▶ _Exercise aim_
The required output is every line from the beginning of the entries below through the line that includes "https://github.com/jason-cannon/mob", copied exactly.

▶ _Material provided_

Issue #211, opened 2021-11-09
Feature Request: Create new base branch


jason-cannon:
My git repo is setup such that writing directly to main is not allowed. Instead we have to create a new branch, mob start on that, do our work on it, and then submit a PR to merge that branch into main. 

We felt like it would be useful to have a new mob command to handle the creation of that new base branch for us. I actually ended up forking mob tool to add this functionality in myself

https://github.com/jason-cannon/mob

I added a command called mob create that creates a new base branch, switches to it, and then executes mob start on that branch. Mob Create might not be the best name in the world for it, but it did what we needed. 

```
func create(branchName string, configuration Configuration) {
	git("fetch", configuration.RemoteName)
	if (hasLocalBranch(branchName) || hasRemoteBranch(branchName, configuration)) {
		sayError(fmt.Sprintf("Branch by the name of %s already exists", branchName))
	} else {
		git("pull")
		git("checkout", "-b", branchName)
		git("push","-u",configuration.RemoteName, branchName)
		start(configuration)
	}
}
```

I don't know GO but adding this was simple thanks to the solid foundation you already built. 

I think something like this might be useful for others. It's not that many commands to type in, but it's been convenient for us to be able to do the one command and go. I even use this to create branches that I solo work on for the ease of creating branches and the easy squash of commits. 

Simon suggested that the name mob create might be too generic, and I can definitely agree with that.

gregorriegler:
What do you think about a solution, where you first create a new branch `x` from main, then start using this branch `x` as your main branch? So you run `mob start` on `x`. Once you are finished, you `mob done` on `x`. And then you create a PR from `x` to main.

gregorriegler:
So we're just searching for a better name?
How about `mob fork {branchname}` or `mob feature {branchname}` or `mob from {branchname}`

jason-cannon:
More or less. I implemented this functionality on my own fork but didn't take the time to write unit tests or anything or else I'd just offer a pull request of this functionality. Of those three I think I personally like mob feature

simonharrer:
This is similar to https://github.com/remotemobprogramming/mob/issues/185 so perhaps @lamalex might be interested in this, as well.

An alternative would be to use `mob start --feature {branchname}` instead, making it more obvious that a `mob start` is happening here.

lamalex:
[...]

PR #304, opened 2022-09-16
add function mob start --create

hollesse:
add --create functionality in the simplest form as described in #211

### DIFF
--- a/mob.go
+++ b/mob.go
@@ -60,7 +60,7 @@ type Configuration struct {
 	NotifyMessage                  string // override with MOB_NOTIFY_MESSAGE
 	NextStay                       bool   // override with MOB_NEXT_STAY
 	StartIncludeUncommittedChanges bool   // override with MOB_START_INCLUDE_UNCOMMITTED_CHANGES variable
-	StartCreateRemoteBranch        bool   // override with MOB_START_CREATE_REMOTE_BRANCH variable
+	StartCreate                    bool   // override with MOB_START_CREATE variable
 	StashName                      string // override with MOB_STASH_NAME
 	WipBranchQualifier             string // override with MOB_WIP_BRANCH_QUALIFIER
 	WipBranchQualifierSeparator    string // override with MOB_WIP_BRANCH_QUALIFIER_SEPARATOR
@@ -321,7 +321,7 @@ func getDefaultConfiguration() Configuration {
 		NextStay:                       true,
 		RequireCommitMessage:           false,
 		StartIncludeUncommittedChanges: false,
-		StartCreateRemoteBranch:        false,
+		StartCreate:                    false,
 		WipBranchQualifier:             "",
 		WipBranchQualifierSeparator:    "-",
 		DoneSquash:                     Squash,
@@ -396,8 +396,8 @@ func parseUserConfiguration(configuration Configuration, path string) Configurat
 			setBoolean(&configuration.NextStay, key, value)
 		case "MOB_START_INCLUDE_UNCOMMITTED_CHANGES":
 			setBoolean(&configuration.StartIncludeUncommittedChanges, key, value)
-		case "MOB_START_CREATE_REMOTE_BRANCH":
-			setBoolean(&configuration.StartCreateRemoteBranch, key, value)
+		case "MOB_START_CREATE":
+			setBoolean(&configuration.StartCreate, key, value)
 		case "MOB_WIP_BRANCH_QUALIFIER":
 			setUnquotedString(&configuration.WipBranchQualifier, key, value)
 		case "MOB_WIP_BRANCH_QUALIFIER_SEPARATOR":
@@ -477,8 +477,8 @@ func parseProjectConfiguration(configuration Configuration, path string) Configu
 			setBoolean(&configuration.NextStay, key, value)
 		case "MOB_START_INCLUDE_UNCOMMITTED_CHANGES":
 			setBoolean(&configuration.StartIncludeUncommittedChanges, key, value)
-		case "MOB_START_CREATE_REMOTE_BRANCH":
-			setBoolean(&configuration.StartCreateRemoteBranch, key, value)
+		case "MOB_START_CREATE":
+			setBoolean(&configuration.StartCreate, key, value)
 		case "MOB_WIP_BRANCH_QUALIFIER":
 			setUnquotedString(&configuration.WipBranchQualifier, key, value)
 		case "MOB_WIP_BRANCH_QUALIFIER_SEPARATOR":
@@ -579,7 +579,7 @@ func parseEnvironmentVariables(configuration Configuration) Configuration {
 	setBoolFromEnvVariable(&configuration.NextStay, "MOB_NEXT_STAY")
 
 	setBoolFromEnvVariable(&configuration.StartIncludeUncommittedChanges, "MOB_START_INCLUDE_UNCOMMITTED_CHANGES")
-	setBoolFromEnvVariable(&configuration.StartCreateRemoteBranch, "MOB_START_CREATE_REMOTE_BRANCH")
+	setBoolFromEnvVariable(&configuration.StartCreate, "MOB_START_CREATE")
 
 	setDoneSquashFromEnvVariable(&configuration, "MOB_DONE_SQUASH")
 
@@ -742,7 +742,7 @@ func parseArgs(args []string, configuration Configuration) (command string, para
 		case "--squash-wip":
 			newConfiguration.DoneSquash = SquashWip
 		case "--create":
-			newConfiguration.StartCreateRemoteBranch = true
+			newConfiguration.StartCreate = true
 		default:
 			if i == 1 {
 				command = arg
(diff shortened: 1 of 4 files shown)


mob_test.go
```diff
@@ -742,6 +759,95 @@ func TestStartOnUnpushedFeatureBranch(t *testing.T) {
...
+
+func TestStartCreateOnUnpushedFeatureBranchWithUncommitedChanges(t *testing.T) {
+	output, configuration := setup(t)
+	configuration.StartCreateRemoteBranch = true
+	git("checkout", "-b", "feature1")
+	assertOnBranch(t, "feature1")
+	createFile(t, "file.txt", "contentIrrelevant")
+	start(configuration)
+
+	assertOutputContains(t, output, "To start, including uncommitted changes, use")
```
gregorriegler, line 794: Can we also hint the user of the creation of the branch in this case?

mob_test.go
```diff
@@ -742,6 +759,95 @@ func TestStartOnUnpushedFeatureBranch(t *testing.T) {
...
+	configuration.StartCreateRemoteBranch = true
+	checkoutBranchAndCreateRemoteBranch("feature1")
+	assertOnBranch(t, "feature1")
+	createFile(t, "file.txt", "contentIrrelevant")
+	git("add", ".")
+	git("commit", "-m", "commit ahead")
+	git("push")
+	git("reset", "--hard", "HEAD~1")
+	assertOnBranch(t, "feature1")
+	start(configuration)
```
gregorriegler, line 831: since the tests are getting a bit long, one little thing that might help make those tests easier to read is to move `configuration.StartCreateRemoteBranch = true` down to the act part
```
....

configuration.StartCreateRemoteBranch = true
start(configuration)

assert ...
```
so that you know what this start is about. But I'm not entirely sure, since it really is arranging. Just an Idea.

mob_test.go
```diff
@@ -742,6 +759,95 @@ func TestStartOnUnpushedFeatureBranch(t *testing.T) {
...
+	checkoutBranchAndCreateRemoteBranch("feature1")
+	assertOnBranch(t, "feature1")
+	createFile(t, "file.txt", "contentIrrelevant")
+	git("add", ".")
+	git("commit", "-m", "commit ahead")
+	assertOnBranch(t, "feature1")
+	start(configuration)
+
+	assertOnBranch(t, "feature1")
+	assertOutputContains(t, output, "ERROR cannot start; unpushed changes on base branch must be pushed upstream")
```
gregorriegler, line 849: 'unpushed changes on base branch' is sufficient in my opinion. How the user wants to solve this problem is their decision.

mob.go
```diff
@@ -1155,19 +1164,31 @@ func start(configuration Configuration) error {
...
 	}
 
 	git("fetch", configuration.RemoteName, "--prune")
 	currentBaseBranch, currentWipBranch := determineBranches(gitCurrentBranch(), gitBranches(), configuration)
 
-	if !currentBaseBranch.hasRemoteBranch(configuration) {
+	if !currentBaseBranch.hasRemoteBranch(configuration) && !configuration.StartCreateRemoteBranch {
 		sayError("Remote branch " + currentBaseBranch.remote(configuration).String() + " is missing")
-		sayFix("To set the upstream branch, use", "git push "+configuration.RemoteName+" "+currentBaseBranch.String()+" --set-upstream")
+		sayFix("To start and set the upstream use", "mob start --create")
```
gregorriegler, line 1180: We should tell them this will create a remote branch

mob.go
```diff
@@ -1155,19 +1164,31 @@ func start(configuration Configuration) error {
...
 		return errors.New("remote branch is missing")
 	}
 
+	if !currentBaseBranch.hasRemoteBranch(configuration) && configuration.StartCreateRemoteBranch {
```
gregorriegler, line 1184: could move this block into its own function possibly doing the creation

gregorriegler (changes requested):
Can you please add doc (readme and cli help), as well as a changelog.

mob_test.go
```diff
@@ -42,6 +42,17 @@ func TestParseArgs(t *testing.T) {
 	equals(t, "green", configuration.WipBranchQualifier)
 }
 
+func TestParseArgsStartCreate(t *testing.T) {
+	configuration := getDefaultConfiguration()
+	equals(t, configuration.WipBranchQualifier, "")
```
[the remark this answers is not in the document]
hollesse: oh I forgot to delete that.

mob_test.go
```diff
@@ -42,6 +42,17 @@ func TestParseArgs(t *testing.T) {
...
+
+	command, parameters, configuration := parseArgs([]string{"mob", "start", "--create"}, configuration)
+
+	equals(t, "start", command)
+	equals(t, "", strings.Join(parameters, ""))
+	equals(t, true, configuration.StartCreateRemoteBranch)
```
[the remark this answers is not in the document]
hollesse: good point :)

mob_test.go
```diff
@@ -555,8 +573,7 @@ func TestStartWarnsOnDivergingWipBranch(t *testing.T) {
 func TestStartNextOnFeatureWithBranch(t *testing.T) {
 	_, configuration := setup(t)
 	configuration.WipBranchQualifier = "green"
-	git("checkout", "-b", "feature1")
-	git("push", "origin", "feature1", "--set-upstream")
+	checkoutBranchAndCreateRemoteBranch("feature1")
```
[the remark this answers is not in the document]
hollesse: `checkoutAndPushBranch` sounds good :)

mob_test.go
```diff
@@ -742,6 +759,95 @@ func TestStartOnUnpushedFeatureBranch(t *testing.T) {
 
 	assertOnBranch(t, "feature1")
 	assertOutputContains(t, output, "Remote branch origin/feature1 is missing")
+	assertOutputContains(t, output, "mob start --create")
+}
+
+func TestStartOnUnpushedFeatureBranchWithUncommitedChanges(t *testing.T) {
+	output, configuration := setup(t)
+	git("checkout", "-b", "feature1")
+	assertOnBranch(t, "feature1")
```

▶ _Task result_
Issue #211, opened 2021-11-09
Feature Request: Create new base branch


jason-cannon:
My git repo is setup such that writing directly to main is not allowed. Instead we have to create a new branch, mob start on that, do our work on it, and then submit a PR to merge that branch into main. 

We felt like it would be useful to have a new mob command to handle the creation of that new base branch for us. I actually ended up forking mob tool to add this functionality in myself

https://github.com/jason-cannon/mob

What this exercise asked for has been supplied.